Langga merupakan seni beladiri tradisional masyarakat Gorontalo, seni beladiri ini tidak digunakan untuk membunuh, melainkan menjaga diri dan melumpuhkan lawan, tetapi tidak diwajibkan untuk hal-hal yang menimbulkan korban jiwa. Jika diamati gerakan langga lebih kuat dan lebih tangkas dibandingkan dengan seni beladiri lainnya seperti karate, kempo, taekwondo, dan sebagainya.
Langga merupakan sebuah tradisi berupa beladiri yang di dalamnya terdapat sebuah ritual untuk memberikan kekuatan kepada pemain Langga, yang dilakukan melalui pemanggilan lati dan pemanggilan tersebut dibuktikan dengan adanya perlengkapan ritual seperti, polutube, kemenyan, uang koin, pisau dengan gagang terlilit dengan kain merah, ayam, tiga helai kain berwarna hitam, putih, merah serta tingkah laku pemimpin Langga saat pelaksanaan Langga.

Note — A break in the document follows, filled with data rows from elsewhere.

PR #1338, opened 2026-09-05
🌿 [harness-auth-detection] omp, grok: report a logged-out install as authentication required

AlexDochioiu:
## Complexity

Straightforward. Follows #1334 exactly: one probe added to each descriptor's `inspectSetup`, reusing the existing `authenticationRequired` seam. No new types, no contract or DI changes.

## What

Extends the Pi setup probe from #1334 to the remaining harnesses whose CLI can answer the question.

**OMP** follows its version probe with `omp models --json`:
- listing parses and reports `{"models":[]}` → `PluginSetupAuthenticationRequired` with the resolved version
- listing is unparsable or exits non-zero → `PluginSetupReady` (unchanged from today)
- listing cannot be run at all → `PluginSetupUnknown`

**Grok** follows its version probe with `grok models`:
- output contains `not authenticated` → `PluginSetupAuthenticationRequired` with the resolved version
- any other wording → `PluginSetupReady`
- listing cannot be run → `PluginSetupUnknown`

**OpenCode** is reclassified in the matrix from ⬜ to 🚫 — see below.

## Why

Installing a runtime never authenticates it. Both harnesses returned ready as soon as they resolved a runtime, so an install with no credentials advertised ready and then failed every turn.

The two probes are asymmetric on purpose, and that asymmetry is the main review point:

- **OMP** treats only a *parsed empty array* as logged out. The pinned target is 17.3.8 and supported releases reach back that far, but `models --json` was only verified on 18.1.10. Mapping a non-zero exit to unknown — as Pi does — would show "undetermined" on every older install that lacks the flag. Leaving those ready preserves today's behavior.
- **Grok** treats only the explicit `not authenticated` line as logged out. The model list is byte-identical whether or not you are signed in, so the account line is the only signal, and it is English prose xAI may reword. Unrecognized wording degrades to ready.

Both follow the same principle as Pi: **only positive evidence of being logged out downgrades setup.** A false `authenticationRequired` blocks a working install, which is worse than the stale ready state being fixed.

**OpenCode is not a gap.** Per maintainer decision, its bundled free `opencode/…` models make a credential-less install genuinely usable — `opencode models` lists them identically with five credentials and with zero — so ready is the correct state there regardless of stored credentials. Marked 🚫 with that rationale rather than left as unimplemented work.

## Risk and test focus

No user-visible impact for an authenticated install of either harness. No database impact. No wire contract change — `PluginSetupState.authenticationRequired` already exists and is handled on both sides.

The deliberate behavior change: an OMP or Grok install with no credentials moves from ready to authentication-required, and `startAllowed` becomes false for it.

Worth reviewing closely:
- The Grok `inspectSetup` switch expression became a switch statement so the ready branch can await the probe. Exhaustiveness is preserved; the other three arms are unchanged.
- Grok now spawns a second process during setup inspection. The regression doc previously stated setup runs *only* a `--version` probe; that line is updated. The constraints that matter — never create a session, start ACP, or invoke login — still hold.
- OMP's fallback-to-ready on a failed listing is intentional, not an oversight.

## Expected result

A freshly installed OMP or Grok with no provider credentials reports authentication required with an action hint pointing at local login, instead of reporting ready and failing at session start. Authenticated installs are unaffected, as are older OMP releases without `models --json`.

## Verification

- `dart test` in `sesori_plugin_omp` — 59/59 pass, including four cases covering ready, empty listing, unparsable listing, and non-zero listing.
- `dart test` in `sesori_plugin_grok` — 85/85 pass, including three cases covering logged in, not authenticated, and unrecognized wording.
- `dart analyze` on both packages — no errors or warnings.
- Signals verified against real CLIs on 2026-09-05: `omp models --json` on 18.1.10 (`{"models":[]}` under an isolated profile, populated otherwise) and `grok models` on 1.0.5, which is the minimum supported version.

## Remaining after this PR

- **DeepSeek** already probes readiness in `inspectSetup` but maps a negative result to `unknown` rather than `authenticationRequired`. Not changed here; it needs the CLI to confirm the distinction is safe.
- **Copilot** has not been probed — the CLI was not available locally.

---
## Summary by cubic
Makes OMP and Grok report a logged-out install as `authenticationRequired` instead of ready, so an unauthenticated backend no longer advertises ready and then fails at session start. OpenCode is documented as intentionally not supported because its bundled free models make an unauthenticated install usable.

- OMP probes `omp models --json`; only a parsed empty model array downgrades setup.
- Grok probes `grok models`; only the explicit "not authenticated" line downgrades setup, since the model list is identical either way.
- Unrecognized output falls back to ready on both harnesses to avoid blocking working installs.
- Authenticated installs are unaffected; older OMP releases without `models --json` stay ready.

<sup>Written for commit e54c56d7232f24efa056ec1fa50dd4a5f14fffb4. Summary will update on new commits.</sup>

<a href="https://cubic.dev/pr/sesori-ai/sesori_apps_monorepo/pull/1338?utm_source=github" target="_blank" rel="noopener noreferrer" data-no-image-dialog="true"><picture><source media="(prefers-color-scheme: dark)" srcset="https://www.cubic.dev/buttons/review-in-cubic-dark.svg"><source media="(prefers-color-scheme: light)" srcset="https://www.cubic.dev/buttons/review-in-cubic-light.svg">Review in cubic</picture></a>

### DIFF
--- a/bridge/sesori_plugin_grok/lib/src/runtime/grok_plugin_descriptor.dart
+++ b/bridge/sesori_plugin_grok/lib/src/runtime/grok_plugin_descriptor.dart
@@ -109,22 +109,66 @@ class const GrokPluginDescriptor() extends BridgePluginDescriptor {
       environment: environment,
     );
 
-    return switch (runtime) {
-      _GrokRuntimeReady(:final version) => PluginSetupReady.versioned(runtimeVersion: version),
-      _GrokRuntimeMissing() => PluginSetupRuntimeMissing(
-        actionHint: explicitBin == null
-            ? "Install Grok Build with xAI's official installer, then restart the bridge."
-            : "Fix the configured Grok Build binary path, then restart the bridge.",
-      ),
-      _GrokRuntimeOutdated() => PluginSetupUnavailable(
-        actionHint: explicitBin == null
-            ? "Update Grok Build with xAI's official installer, then restart the bridge."
-            : "Update the configured Grok Build binary or fix `--grok-bin`, then restart the bridge.",
-      ),
-      _GrokRuntimeUnknown() || _GrokRuntimeUnrecognized() => const PluginSetupUnknown(
-        actionHint: "Grok Build setup could not be verified. Run `grok --version` locally, then retry.",
-      ),
-    };
+    switch (runtime) {
+      case _GrokRuntimeReady(:final version):
+        return await _inspectAuthentication(
+          executablePath: explicitBin ?? GrokBinary.defaultBinary,
+          processes: processes,
+          environment: environment,
+          runtimeVersion: version,
+        );
+      case _GrokRuntimeMissing():
+        return PluginSetupRuntimeMissing(
+          actionHint: explicitBin == null
+              ? "Install Grok Build with xAI's official installer, then restart the bridge."
+              : "Fix the configured Grok Build binary path, then restart the bridge.",
+        );
+      case _GrokRuntimeOutdated():
+        return PluginSetupUnavailable(
+          actionHint: explicitBin == null
+              ? "Update Grok Build with xAI's official installer, then restart the bridge."
+              : "Update the configured Grok Build binary or fix `--grok-bin`, then restart the bridge.",
+        );
+      case _GrokRuntimeUnknown() || _GrokRuntimeUnrecognized():
+        return const PluginSetupUnknown(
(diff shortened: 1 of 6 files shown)


AlexDochioiu:
[Sesori reply] cubic approved with no issues across 6 files, CI 15/15. The Codex comment is a usage-limit notice rather than review feedback, so there is nothing to address. Marking ready for human review.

Pewarisan Langga di Gorontalo tidak harus mengikuti garis keturunan keluarga melainkan bersifat menyeluruh, akan tetapi masih merupakan keturunan Gorontalo. Tradisi Langga merupakan sebuah kekuatan yang diperoleh untuk mempertahankan diri atau membela diri dan tidak bersifat agresif atau bermaksud untuk menguasai sesuatu yang diinginkan oleh pemain Langga.
Dilaksanakannya tradisi Langga melalui proses hepasialo lo lati lo malu’o (menyatukan lati ayam dengan pemain Langga), tidak lain bertujuan untuk memperoleh kekuatan beladiri yang sampai saat ini diyakini oleh masyarakat Gorontalo.

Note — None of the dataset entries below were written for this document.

PR #1379, opened 2026-09-08
🌿 Prevent concurrent NDJSON dispatch from crashing the bridge

AlexDochioiu:
## Complexity
🌿 Straightforward transport-local correction: remove unsafe per-request flush and observe write failures at the existing owner. No queue, lock, registry, or API expansion.

## What
- Admit requests and notifications synchronously through the existing FIFO IOSink instead of binding it with per-request `flush()`.
- Observe the pending response before sending, preventing unhandled completer errors on synchronous write failure.
- Propagate/log original asynchronous stdin failures, with existing attachment-generation isolation.
- Add real-SDK IOSink regressions; replace obsolete fake-flush ACP assertions with stdin-admission coverage and correct documentation.

## Why
Live DeepSeek phone QA reproduced a bridge process crash when Stop dispatched multiple native scopes. The first request's flush bound the sink; the next write threw `Bad state: StreamSink is bound to a stream`. Its pending completer also failed before an error observer was attached.

## Risk and test focus
Shared transport serves ACP harnesses and Codex. Focus is FIFO request/notification admission, synchronous and asynchronous write errors, prompt/event ordering, and old-sink isolation after reset. Dispatch now acknowledges sink admission rather than OS drain; later pipe errors remain observable and fail pending requests.

No database or wire-contract impact. User-visible impact: concurrent Stop no longer crashes the bridge. Native Stop policy and adapter version are unchanged.

## Expected result
Multiple scoped STOP requests can be admitted before later prompts without illegal concurrent IOSink writes or unhandled pending errors. The bridge remains usable afterward.

## Verification
- Runtime package tests passed, including 17 focused transport tests using a real SDK IOSink.
- 45 targeted ACP tests and the full DeepSeek package (116 tests) passed.
- Runtime, ACP, and DeepSeek fatal-info analysis clean; whitespace checks clean.
- CI exposed one remaining DeepSeek fake-flush assumption. Its regression now injects old-input/cancel/reused-input frames at actual prompt admission and checks user-message publication precedes the question, retaining cancellation and replacement-input assertions. No production changes in that follow-up.
- Independent correctness/simplicity review approved; stale comment corrected.
- Real iOS simulator, relay, and DeepSeek 0.1.4 / Flash: independently resumed child's main turn settled while its grandchild ran; ancestor Stop from the phone settled all three sessions idle without exiting bridge/native runtime.
- A subsequent prompt produced the expected assistant marker and settled idle without a session error.
- Native root-owned background shell jobs remained after agent-turn cancellation; this PR does not change that behavior. Desktop and the broader question-cancellation matrix were not tested in this bug-fix run.

### DIFF
--- a/bridge/sesori_plugin_acp/lib/src/acp_plugin.dart
+++ b/bridge/sesori_plugin_acp/lib/src/acp_plugin.dart
@@ -148,10 +148,9 @@ abstract class AcpPlugin({
   /// decisions live on this class — the state object only holds fields.
   final Map<String, _SessionTurnState> _turnStates = {};
 
-  /// Agent updates and server requests that raced the stdin flush for an
-  /// accepted existing-session prompt. The user message cannot publish before
-  /// the flush succeeds, so hold both until that message and any preceding tool
-  /// update have entered the event stream.
+  /// Agent updates and server requests that raced stdin admission for an
+  /// accepted existing-session prompt. Hold both until the admitted user
+  /// message and any preceding tool update have entered the event stream.
   final Map<String, List<AcpNotification>> _promptWriteNotifications = {};
   final Map<String, List<AcpServerRequest>> _promptWriteServerRequests = {};
   final Set<String> _cancelledPromptWriteSessions = {};
--- a/bridge/sesori_plugin_acp/test/acp_turn_serialization_test.dart
+++ b/bridge/sesori_plugin_acp/test/acp_turn_serialization_test.dart
@@ -97,35 +97,6 @@ class _PromptOrderedChildMapper({
   }
 }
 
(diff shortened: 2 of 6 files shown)


AlexDochioiu:
[Sesori reply] Fixed the CI failure in e94031d. The remaining DeepSeek test assumed a held fake flush delayed input handling. It now injects old question → cancellation → reused-ID question synchronously at prompt stdin admission, asserts user-message publication precedes the question, and retains the original old-input rejection/cancel ACK/new-input survival checks. Full DeepSeek package: 116 tests passed; fatal-info analysis clean. No production changes in this follow-up. Inspected Codex completion and Cubic approval: no actionable review findings.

Terdapat dua jenis Langga yang dilaksanakan yaitu Langga khusus dan Langga undangan. Langga khusus merupakan jenis Langga yang dilaksanakan oleh kelompok masyarakat kecil (desa ataupun kecamatan) yang dilakukan sebagai hiburan atau presentasi estetis, dan yang melakukan pertarungan adalah orang-orang yang ada ditempat itu. Langga undangan adalah Langga yang dilaksanakan untuk masyarakat besar yang diikuti oleh beberapa tamoLangga yang ada disetiap wilayah Kabupaten ataupun Kota Gorontalo, untuk ditampilkan kepada para tamu besar.
Dewasa ini, seni beladiri Langga sudah mulai ditinggalkan oleh masyarakat Gorontalo. Para generasi muda kurang tertarik untuk mempelajari beladiri Langga, mereka lebih cenderung mempelajari beladiri karate atau beladiri lainnya. Sebaliknya, para pendekar Langga sudah pada lanjut usia/tua.
Beberapa usaha untuk melestarikan beladiri Langga telah dilakukan, terutama Pemerintah Kabupaten Gorontalo dengan mengukuhkan sejumlah pengurus harian lembaga perguruan seni beladiri tradisional Langga di setiap kecamatan yang ada di Kabupaten Gorontalo.